"When?"
"Last night. Meeting a contact in Southie. They grabbed him off the street. Left his phone on the sidewalk with a video."
"How long do we have?"
"Viktor wants a meeting with Nico. Forty-eight hours. After that…" He stops. The breathing again.
"I'm on my way."
I close the laptop. Cross to the bedroom. Nico is on the phone, speaking Greek, the low cadence that means business. I stand in the doorway, and he looks at me and whatever he sees on my face makes him end the call mid-sentence.
"Viktor took Finn."
His face doesn't change. Itempties. The warm man who poured my ginger tea three minutes ago vacates and the weapon replaces him in the space between one heartbeat and the next.
"When?"
"Last night. Cormac has a video. Forty-eight hours."
He's already moving. Phone out. Calling Lex. Greek words, fast, clipped, the consonants sharp in a way they never are when he speaks to his mother. He looks at me while he talks. I look back. Neither of us breaks eye contact. The conversation with Lex happens around us but the real communication is in the gaze: I'm coming with you. I know. Don't try to stop me. I won't.
Elysium. The back room. Cormac is pacing the length of the table. Four steps, turn, four steps, turn. The rhythm of a man whose youngest combat-trained brother has been taken by the man they've been hunting for weeks. Declan stands at the window, motionless, coiled, the stillness of the enforcer before the violence starts. Ronan is in the corner with his phone pressed to his ear, speaking low and fast — working his contacts, the youngest O'Brien pulling strings no one ever sees him pull.
Nico arrives with Lex. He crosses the room to Cormac. Doesn't offer a handshake. Puts his hand on Cormac's shoulder. The gesture is deliberate. Public. Every man in the room sees it.
"Your brother is my brother now. This is family business."
The word "family" lands with a weight that has nothing to do with blood. Cormac looks at Nico and for the first time since I married this man, my oldest brother's face shows more than grudging tolerance. A nod. One nod. The acknowledgment that this marriage isn't strategy anymore.
They play the video. Viktor's face fills the screen. Composed. Almost pleasant. The particular calm of a man who believes he's already won. Behind him: a chair, restraints, a room with concrete walls and a single overhead light. Finn is in the chair. Blood at his temple. Left eye swollen shut. His shirt is torn and there are marks on his forearms that suggest he fought before they tied him down.
He looks at the camera. Through the blood and the swelling and the restraints, my brother finds the lens and manages half a grin.
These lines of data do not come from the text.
PR #1700, opened 2025-09-23
[e2e-tests]: Create sandboxed anvil instance for e2e tests

DannyStoyanov:
### Summary

- **refactor(nix/modules):**
  - Extracted `auto-impersonate` into a standalone option for flexibility.  
  - Renamed some variable in `e2e-tests.spec.ts` for better readability

- **feat(nix/modules):**
  - **Added support for running `anvil` in **offline-start** mode**.  
  - Introduced new options:  
    - `--fork-chain-id`  
    - `--fork-block-number`  
    - `--state`  
    - `--state-interval`  

- **feat(e2e-tests):**
  - Updated E2E tests to read initial round data from a local `anvil` instance instead of the remote network. 

****
## [BSN-3419: Tune feed round in e2e tests](https://coda.io/d/_d6vM0kjfQP6#_tu4Kik5j/r3419&view=full)
Fixes an issue where the round counter could go beyond the max round counter (8192) and getting such updates(historic data) could result in failing tests.

### Notes
- Eliminates e2e tests flakyness caused by the fact that we read initial round data from the network while the sequencer could potentially publish updates to the local `anvil` instance. Then, when comparing the round data from the initial setup we hit differences.

### DIFF
--- a/apps/e2e-tests/src/process-compose/e2e.spec.ts
+++ b/apps/e2e-tests/src/process-compose/e2e.spec.ts
@@ -216,7 +216,7 @@ describe.sequential('E2E Tests with process-compose', () => {
       // Info is fetched for specific round - the initial round of the feed
       // + number of updates that happened while the local sequencer was running
       // modulo the maximum number of history elements per feed
-      const currentFeedsInfo = yield* getDataFeedsInfoFromNetwork(
+      const feedInfoAfterUpdates = yield* getDataFeedsInfoFromNetwork(
         updatedFeedIds,
         contractAddress,
         url,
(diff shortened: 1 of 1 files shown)


MillaGenova (approved):

apps/e2e-tests/src/process-compose/e2e.spec.ts
```diff
@@ -249,9 +241,14 @@ describe.sequential('E2E Tests with process-compose', () => {
...
+        const actualRound =
+          (MAX_HISTORY_ELEMENTS_PER_FEED +
+            (round - initialFeedsInfo[id].round) -
+            1) %
+          MAX_HISTORY_ELEMENTS_PER_FEED;
         const actualData = historyData.aggregate_history[id].find(
-          feed => feed.update_number === round - initialFeedsInfo[id].round - 1,
-        );
+          feed => feed.update_number === actualRound,
+        ); // here the round counter is >= 2 (from previous test) so it is safe to subtract 1 from the update number
```
EmilIvanichkovv, line 251:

"Told them... you'd come."
My throat closes. The half-grin. The defiant humor of a man who is beaten and bound and probably terrified and who still — still — cracks a joke for the camera because he knows his sister will see it and he'd rather she remember him smiling than screaming. That's the O'Brien inheritance: humor as armor. I do it too. I learned it from watching him.
The nausea hits. Not morning sickness this time. Fear. Or both. The two have become indistinguishable, that churning acid that rises in my throat whether I'm kneeling on marble at dawn or watching my brother bleed on a screen. I swallow it. Hard. Press my lips together and breathe through my nose and force the wave back down.
Across the table, Lex glances at me. Then away. If he noticed, he attributes it to what anyone would: a woman watching her brother's torture video. The gap between his assumption and the truth is a canyon only I can see.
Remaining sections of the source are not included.